Extracted information

PR #101, opened 2023-08-17
No-op and warning when incremental ingestion with incompatible versions

ktsitsi:
This PR:

- updates the logic of incremental ingestion in case of version conflict. The default behaviour in case of a version incompatibility does not error out rather than raise a warning and perform a no-op.
-


ihnorton (commented):
It seems like this check should be based on the format spec version rather than the package version.

ihnorton (approved):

What is being asked
Your answer must be the line holding "No-op and warning" plus every later line to the end of the records, copied exactly.

Result of this exercise
No-op and warning when incremental ingestion with incompatible versions

ktsitsi:
This PR:

- updates the logic of incremental ingestion in case of version conflict. The default behaviour in case of a version incompatibility does not error out rather than raise a warning and perform a no-op.
-


ihnorton (commented):
It seems like this check should be based on the format spec version rather than the package version.

ihnorton (approved):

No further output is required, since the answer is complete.